-- Exercise instructions --
Copy out every line of the data where the word "AdunFang" is found.
--- The data Enclosed Below ---
PR #2798, opened 2021-03-26
[Peripheral] Gpio callback return pin value from structure.

xerrni:
Change implementation so interrupted callback reads pin value from
structure rather than invoking Read() method.

### Description of Change ###
This commit allows to get more precise data about pin value, as it is saved inside CAPI callback request, rather than invoking Read() method in C# which leads to getting PinValue with higher timestamp, which can mean that PinValue has already changed.

This commit depends on:
https://github.com/Samsung/TizenFX/pull/2737
https://review.tizen.org/gerrit/#/c/platform/core/api/peripheral-io/+/255967/ - merged

### API Changes ###
None, this is private API.


internals/src/Tizen.Peripheral/Tizen.Peripheral/Gpio.cs
```diff
@@ -168,7 +168,16 @@ private void SetIntteruptedCallback()
...
         private void OnInterrupted(IntPtr handle, ErrorCode error, IntPtr data)
         {
-            ValueChanged?.Invoke(this, new PinUpdatedEventArgs(PinNumber, Read()));
+            NativeGpio.PeripherialGpio pio = (NativeGpio.PeripherialGpio)
+                                            System.Runtime.InteropServices.Marshal.PtrToStructure(handle,
+                                                typeof(NativeGpio.PeripherialGpio));
+            // check magic values to verify capi structures integrity
+            if (pio.vermagic != 13712 || pio.cbInfo.vermagic != 14469)
+            {
+                throw ExceptionFactory.CreateException(ErrorCode.BadAddress);
```
myroot, line 177: Do not throw exception in Callback, nobody to catch it

myroot: Hm.. I don't know which is better, throw excpetion and terminate app, or just print out log and ignore this callcak.

And I don't know why do you need magic value check, because TizenFX is including on platform binary and it always compatiable with library built in platform binary

myroot: And it is not big issue, so i approve it

myroot (approved):

internals/src/Tizen.Peripheral/Tizen.Peripheral/Gpio.cs
xerrni: As you mentioned callback should not throw exception, so I will change `throw` exception to `TIzen.Log`.
I want to check structure magic number to check if it's parsed correctly rather than using it as it -- read arbitrary data pointed by handle.

PR #2799, opened 2021-03-29
[NUI] Add to check xaml image resource

huiyueun:
- Check IsCreateByXaml of parent because components.
 If we create component by xaml, we can't set image resource.
- Add BackgroundImage checker for xaml

### API Changes ###

 - ACR:


src/Tizen.NUI/src/public/BaseComponents/ImageView.cs
```diff
@@ -38,7 +38,7 @@ public class ImageView : View
             var imageView = (ImageView)bindable;
             string url = (string)newValue;
             url = (url == null ? "" : url);
-            if (imageView.IsCreateByXaml && url.Contains("*Resource*"))
+            if ((imageView.IsCreateByXaml || (imageView.GetParent()?.IsCreateByXaml ?? false)) && url.Contains("*Resource*"))
```
rabbitfor, line 41: Is there a case that the parent is not ceated by xaml but the chlid is from xaml?

huiyueun: If crate button by xaml, icon of button is created code. so button.Icon.IsCreateByXaml is false.
Problem is that IconUrl is not drawing on xaml editor.
```csharp
<Button x:Name="btnDashBoard2" Position="0,75" Text="Dashboard" PointSize="8" TextColor="#007EF9" WidthResizePolicy="FillToParent" IconURL="*Resource*/profile.png" Size="184,26" Margin="0,0,10,10" Opacity="Infinity"/>
```

rabbitfor: If so checking only a parent won't solve all problems, especially if the component is made of 3 depth objects.

rabbitfor: As far as I know, switch's thumb is 3depth object.
Is there a way to set IsCreateByXaml to true for all sub-components?

huiyueun: Right, I also think this issue. but there is no idea about that.
How about deleting check IsCreateByXaml?, I mean just only check the resource name if it is contain '*Resource*'.

rabbitfor: How about override `IsCreateByXaml` of Button to set sub-component's `IsCreateByXaml` to true? (Switch is also a Button)

huiyueun: I've updated my patch. I've added to override 'IsCreateByXaml' in Control.

jaehyun0cho: Is it possible to add child to parent after parent's IsCreateByXaml is set to be true?
(the added child's IsCreateByXaml is false as @rabbitfor mentioned above)

If so, isn't it required to set child's IsCreateByXaml whenever child is added?

huiyueun: IsCreateByXaml is set to true at the time it creates an object by xaml. If you add child after the parent's IsCreateByXaml is set, I think the added object has no problem with false.

elishateng: Hi, Mr. Eun,
I talked with Mr. Fang, we suggest another way to reach it, like the following snippets.

`
            if (url.StartWith("*Resource*"))
            {
                string resource = Tizen.Applications.Application.Current.DirectoryInfo.Resource;
                url = url.Replace("*Resource*", resource);
            }
`

In this way, user can use '*Resource*' way to set the URL of ImageView/BackgoundImage both in c# codes and XAML.
We don't need set child's IsCreateByXaml of NUI Components control when it create by xaml.

src/Tizen.NUI/src/public/BaseComponents/ViewBindableProperty.cs
```diff
@@ -149,6 +149,12 @@ public partial class View
                 return;
             }
 
+            if (view.IsCreateByXaml && url.Contains("*Resource*"))
```
elishateng, line 152: How about change this line into this:
```
if (url.StartWith("*Resource*"))
```

src/Tizen.NUI/src/public/BaseComponents/ImageView.cs
huiyueun: @rabbitfor @Jaehyun-Cho could you check teng's opinion? I think it is good way to fix.

src/Tizen.NUI.Components/Controls/Control.cs
```diff
@@ -152,6 +152,25 @@ public object CommandParameter
             set { SetValue(CommandParameterProperty, value); }
         }
 
+        /// Only used by the IL of xaml, will never changed to not hidden.
+        /// If the parent is created by xaml, all children are recognized as objects created with xaml.
+        [EditorBrowsable(EditorBrowsableState.Never)]
+        public override bool IsCreateByXaml
```
elishateng, line 158: We don't need it.

src/Tizen.NUI/src/public/BaseComponents/ImageView.cs
jaehyun0cho: I think @elishateng and @AdunFang 's idea is great :)

src/Tizen.NUI/src/public/BaseComponents/ViewBindableProperty.cs
huiyueun: done

src/Tizen.NUI.Components/Controls/Control.cs
huiyueun: done

src/Tizen.NUI/src/public/BaseComponents/ImageView.cs
huiyueun: @rabbitfor @Jaehyun-Cho @elishateng @AdunFang 
Please check my new patch.

elishateng (approved):
LGTM

rabbitfor (approved):
LGTM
--- End of Enclosed The data ---
-- Answer to this task --
jaehyun0cho: I think @elishateng and @AdunFang 's idea is great :)
huiyueun: @rabbitfor @Jaehyun-Cho @elishateng @AdunFang 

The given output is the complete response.